Stored items —
PR #3034, opened 2019-06-25
STORM-3422: TupleCaptureBolt is not thread-safe

JanecekPetr:
Fixes [STORM-3422](https://issues.apache.org/jira/browse/STORM-3422).

Note, **this is a preview PR meant as a base for more discussion**.

There are two commits, two different approaches to the same problem, please take a look. The latter, I believe, is simpler and easier to understand.

The synchronization is expected to be completely uncontended, we simply need a way to safely publish the changes made by one thread or the other. Either way, the usage of the class feels dirty, but there isn't much we can do now, is there?

### DIFF
--- a/storm-client/src/jvm/org/apache/storm/testing/TupleCaptureBolt.java
+++ b/storm-client/src/jvm/org/apache/storm/testing/TupleCaptureBolt.java
@@ -17,22 +17,29 @@ import java.util.HashMap;
 import java.util.List;
 import java.util.Map;
 import java.util.UUID;
+import java.util.concurrent.ConcurrentHashMap;
 import org.apache.storm.task.OutputCollector;
 import org.apache.storm.task.TopologyContext;
 import org.apache.storm.topology.IRichBolt;
 import org.apache.storm.topology.OutputFieldsDeclarer;
 import org.apache.storm.tuple.Tuple;
 
-
 public class TupleCaptureBolt implements IRichBolt {
-    public static final transient Map<String, Map<String, List<FixedTuple>>> emitted_tuples = new HashMap<>();
 
-    private String name;
+    /*
+     * Even though normally bolts do not need to care about thread safety, this particular bolt is different.
+     * It maintains a static field that is prepopulated before the topology starts, is written into by the topology,
+     * and is then read from after the topology is completed - all of this by potentially different threads.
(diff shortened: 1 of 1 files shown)


srdo:
I think I like the ListMultiMap approach a little better, since it's not as easy to forget to synchronize a reference to the map. I would also expect there to be some contention on the map field, as it will be updated by every tuple in the local topology.

You're right that using a static field for this is a bit hacky. Best alternative I can think of would be creating a field in LocalCluster, and figuring out a way to share it with these bolts. It would probably be more complicated though. Either way, I don't think this is too bad, as the TupleCaptureBolt isn't supposed to be used outside a LocalCluster, and we can make sure to e.g. clear the field between topology submissions.

If you can think of a good alternative, I don't think anyone would miss this bolt :)

JanecekPetr:
> I would also expect there to be some contention on the map field, as it will be updated by every tuple in the local topology.

D'oh! Of course. That was bad.

I updated the PR with another take - this time taking advantage of the *happens-before* guarantees provided by [`ConcurrentHashMap#compute()`](https://docs.oracle.com/javase/8/docs/api/java/util/concurrent/ConcurrentHashMap.html#compute-K-java.util.function.BiFunction-). This now allows parallelism among different bolts, and will correctly work even if two instances of the same bolt are executed at the same time. The change is simpler, and there's no need to synchronize on the list anymore. The cost is that the inner lambda is a capturing one and has therefore be instantiated with every iteration...

Do you guy have any benchmarks impacted by this? I could not find one. Or do we not really care in tests?

(and I rebased the branch)

srdo:
Looks great, +1 assuming tests pass. I don't think performance in tests is terribly important.

JanecekPetr:
Thanks! How do I manage backporting? Do you guys take care of those things, or should I cherrypick manually and open another PR once this one gets merged?

srdo:
Normally we could cherrypick it for you, but this uses Java 8 features and 1.x targets Java 7. If you still want this backported, we need a new PR.

JanecekPetr:
> 1.x targets Java 7

Aha. Nevermind then, it's a possible, but annoying fix and apparently not many people care as they'd discover this too.

Thanks for your help and rapid responses!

HOW TO COMPLETE THIS TASK — The expected answer is a copy of every line in the entries that holds the word "testing".

WRITTEN ANSWER —
--- a/storm-client/src/jvm/org/apache/storm/testing/TupleCaptureBolt.java
+++ b/storm-client/src/jvm/org/apache/storm/testing/TupleCaptureBolt.java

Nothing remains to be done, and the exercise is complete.